Dobbelaere Maarten R, Lengyel István, Stevens Christian V, Van Geem Kevin M
Laboratory for Chemical Technology, Department of Materials, Textiles and Chemical Engineering, Faculty of Engineering and Architecture, Ghent University, Technologiepark 125, 9052, Ghent, Belgium.
ChemInsights LLC, Dover, DE, 19901, USA.
J Cheminform. 2024 Aug 13;16(1):99. doi: 10.1186/s13321-024-00895-0.
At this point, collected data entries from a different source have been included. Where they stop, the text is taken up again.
PR #390, opened 2022-01-11
core: Amount

EduardoRFS:
## Problem

As discussed in the past we need a way to separate the core state machine from the protocol / consensus.

## Solution

This PR is the first step in this direction by introducing the core library and moving the Amount module to it. Also using Core.Amount module everywhere.

### DIFF
--- a/bin/sidecli.re
+++ b/bin/sidecli.re
@@ -4,6 +4,7 @@ open Node;
 open State;
 open Protocol;
 open Cmdliner;
+open Core;
 
 Printexc.record_backtrace(true);
 
--- a/core/amount.re
+++ b/core/amount.re
@@ -1,4 +1,5 @@
-[@deriving ord]
+[@deriving (eq, ord)]
+// TODO: this should definitely be using Z.t
 type t = int;
 
 let zero = 0;
--- a/core/amount.rei
+++ b/core/amount.rei
@@ -1,9 +1,9 @@
-[@deriving (ord, yojson)]
+[@deriving (eq, ord, yojson)]
 type t;
+
 let zero: t;
 let (+): (t, t) => t;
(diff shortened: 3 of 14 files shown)


anchpop (approved):

EduardoRFS:
@aguillon amount should be non zero as that logically is unsound, what would it mean to have -10 EUR? You can argue that it would mean that you're in debt, but that doesn't mean that you have negative amount, it's just that you're encoding debt on the negative side of the amount.

Essentially if amount can be negative then you can have infinity money.

> In core/amount.re: should we create an exception type to replace the asserts (L9 and 14)?

For sure, opened a PR for this, will be merging this one.

aguillon:
> @aguillon amount should be non zero as that logically is unsound, what would it mean to have -10 EUR? You can argue that it would mean that you're in debt, but that doesn't mean that you have negative amount, it's just that you're encoding debt on the negative side of the amount.

I get that it must be greater than 0 (≥0), however in the code you write
`  // TODO: test this, should amount be non-zero?
  assert(t >= 0);
`
so what I understand here is that you were wondering about having `>0` instead. This is what I'm asking: although I can imagine that an actual account should never go down to 0 (because then it would not be able to pay for gas fees and whatnot), I think this should be handled at a higher level. So ≥0 is right, right?

EduardoRFS:
@aguillon yes you're correct, your interpretation of the comment is correct, can you open a PR addressing #399 and also removing this comment?

EduardoRFS:
It's a mistake of mine at 

> @aguillon amount should be non zero as that logically is unsound,

The correct one is

> @aguillon amount should be bigger or equal to zero as negative amount is logically unsound

My bad on this

PR #392, opened 2022-01-11
core: Ticket_id

EduardoRFS:
## Depends

- [x] #391

## Problem

Same as #390, but also that the Ticket name is not correct, as it doesn't encapsulate a full Ticket.

## Solution

Core.Ticket_id is introduced here to replace Protocol.Ticket, Ticket_id is a better name as it's not actually a ticket itself, this also extends the API with `[@deriving eq]`.

## Related

- #390

### DIFF
--- a/core/dune
+++ b/core/dune
@@ -1,5 +1,5 @@
 (library
  (name core)
- (libraries crypto)
+ (libraries crypto tezos)
  (preprocess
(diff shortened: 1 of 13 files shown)


rosalogia (approved):

anchpop (approved):
`Ticket` -> `Ticket_id` is a same change I made in my ticket table branch haha, glad it's done here

PR #393, opened 2022-01-11
protocol: rename some modules

EduardoRFS:
## Depends

- [x] #392

## Problem

As we're adding modules to `Core`, some of those endup having the same name as the `Protocol` one's which is specially annoying inside of the protocol as it shadows the `Protocol` module itself.

## Solution

This PR prefix a couple modules with it's library name, so that it can easily be referenced internally, ideally this could be avoided but dune doesn't allow to self reference the library. In the future all modules should move to this name schema.


protocol/operation.rei
```diff
@@ -22,14 +22,6 @@ module Main_chain: {
...
   let make:
     (~tezos_hash: Tezos.Operation_hash.t, ~tezos_index: int, ~kind: kind) => t;
-  let verify:
-    (
-      ~hash: BLAKE2B.t,
-      ~tezos_hash: Tezos.Operation_hash.t,
-      ~tezos_index: int,
-      ~kind: kind
-    ) =>
-    result(t, string);
```
EduardoRFS, line 31: This function should not be used, and it's not, that's why I removed it from the interface.

protocol/operation.rei
```diff
@@ -69,15 +61,4 @@ module Side_chain: {
...
-  let verify:
-    (
-      ~hash: BLAKE2B.t,
-      ~signature: Protocol_signature.t,
-      ~nonce: int32,
-      ~block_height: int64,
-      ~source: Address.t,
-      ~kind: kind
-    ) =>
-    result(t, string);
```
EduardoRFS, line 81: This function should not be used, and it's not, that's why I removed it from the interface.

protocol/operation.rei
aguillon: Sorry, I'm new here: why shouldn't it be used?

anchpop: It's called in of_yojson, which is the only time you should have to verify

anchpop (approved):

protocol/operation.rei
EduardoRFS: @aguillon it's an internal function, the only way to create an operation is by making one or receiving one from the network, so verify should never be called.

This function is not unsound on itself, is just a bad API.

PR #394, opened 2022-01-11
core: Ledger

EduardoRFS:
## Depends

- [x] #393 

## Problem

Same as #390.

## Solution

As Ledger is an API that was reworked it's not that bad. So mostly move it to Core.

## Related

- #390

### DIFF
--- a/protocol/dune
+++ b/protocol/dune
@@ -2,4 +2,4 @@
  (name protocol)
  (libraries helpers tezos_interop core)
  (preprocess
-  (pps ppx_deriving_yojson ppx_deriving.ord)))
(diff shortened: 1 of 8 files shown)


protocol/dune
```diff
@@ -2,4 +2,4 @@
  (name protocol)
  (libraries helpers tezos_interop core)
  (preprocess
-  (pps ppx_deriving_yojson ppx_deriving.ord)))
```
EduardoRFS, line 5: this change is not exactly related but it's a needed change for future work

rosalogia (approved):

anchpop (approved):

PR #395, opened 2022-01-11
core: User_operation, Tezos_operation, State

EduardoRFS:
## Depends

- [x] #394 

## Problem

Same as #390, additionally our current state machine is very badly defined in the Protocol, mixing things like User_operations, Tezos_operations and Consensus_operations.

## Solution

Here I re-implement the core state machine, defining it's operations and state transition functions, this should in the future be consumed by the Protocol.

## Related

- #390

### DIFF
--- a/core/tezos_operation.re
+++ b/core/tezos_operation.re
@@ -1,0 +1,48 @@
+open Helpers;
+open Crypto;
+
+[@deriving yojson]
+type internal_operation =
+  | Tezos_deposit({
+      destination: Tezos.Address.t,
+      amount: Amount.t,
+      ticket: Tezos.Ticket_id.t,
+    });
+[@deriving yojson]
+type payload = {
+  tezos_operation_hash: Tezos.Operation_hash.t,
+  internal_operations: list(internal_operation),
+};
+
+[@deriving yojson]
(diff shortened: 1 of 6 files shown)


anchpop (approved):

rosalogia (approved):

core/tezos_operation.re
```diff
@@ -0,0 +1,48 @@
+open Helpers;
+open Crypto;
+
+[@deriving yojson]
+type internal_operation =
+  | Tezos_deposit({
+      destination: Tezos.Address.t,
```
Zett98, line 7: shouldn't this be just Address.t? we don't have anything else besides tz1 addresses on deku. But anyways to make it Address.t we would also need to modify tezos_interop.

Zett98 (approved):

core/tezos_operation.re
EduardoRFS: This is a Tezos_deposit, it comes from consensus.mligo and consensus.mligo accepts a KT1 address.

EduardoRFS: Merged as this was a non blocking comment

Chemical engineers heavily rely on precise knowledge of physicochemical properties to model chemical processes. Despite the growing popularity of deep learning, it is only rarely applied for property prediction due to data scarcity and limited accuracy for compounds in industrially-relevant areas of the chemical space. Herein, we present a geometric deep learning framework for predicting gas- and liquid-phase properties based on novel quantum chemical datasets comprising 124,000 molecules. Our findings reveal that the necessity for quantum-chemical information in deep learning models varies significantly depending on the modeled physicochemical property. Specifically, our top-performing geometric model meets the most stringent criteria for "chemically accurate" thermochemistry predictions. We also show that by carefully selecting the appropriate model featurization and evaluating prediction uncertainties, the reliability of the predictions can be strongly enhanced. These insights represent a crucial step towards establishing deep learning as the standard property prediction workflow in both industry and academia.Scientific contributionWe propose a flexible property prediction tool that can handle two-dimensional and three-dimensional molecular information. A thermochemistry prediction methodology that achieves high-level quantum chemistry accuracy for a broad application range is presented. Trained deep learning models and large novel molecular databases of real-world molecules are provided to offer a directly usable and fast property prediction solution to practitioners.
化学工程师在很大程度上依赖于物理化学性质的精确知识来对化学过程进行建模。尽管深度学习越来越受欢迎,但由于数据稀缺以及在化学空间中与工业相关的区域内化合物的准确性有限,它很少用于性质预测。在此,我们提出了一种基于包含124,000个分子的新型量子化学数据集来预测气相和液相性质的几何深度学习框架。我们的研究结果表明,深度学习模型中量子化学信息的必要性根据所建模的物理化学性质而有显著差异。具体而言,我们表现最佳的几何模型满足“化学精确”热化学预测的最严格标准。我们还表明,通过仔细选择合适的模型特征化并评估预测不确定性,可以大大提高预测的可靠性。这些见解是朝着将深度学习确立为工业界和学术界标准性质预测工作流程迈出的关键一步。
科学贡献
我们提出了一种灵活的性质预测工具,它可以处理二维和三维分子信息。提出了一种热化学预测方法,该方法在广泛的应用范围内实现了高水平的量子化学准确性。提供了经过训练的深度学习模型和真实世界分子的大型新型分子数据库,为从业者提供直接可用且快速的性质预测解决方案。